■ WORK TASK
Nothing in the data may be altered, so output all of it exactly.
——————
PR #4445, opened 2020-05-04
Add hentai-foundry support

### LINKED ISSUE #3437: Hentai-Foundry - Artist finder broken
Uploading images from Hentai-Foundry prevents user from finding artist entry.
Interestingly, after uploading, the artist finder + source redirect work as intended.

nonamethanks:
——————
■ RESPONSE AREA
PR #4445, opened 2020-05-04
Add hentai-foundry support

### LINKED ISSUE #3437: Hentai-Foundry - Artist finder broken
Uploading images from Hentai-Foundry prevents user from finding artist entry.
Interestingly, after uploading, the artist finder + source redirect work as intended.

nonamethanks:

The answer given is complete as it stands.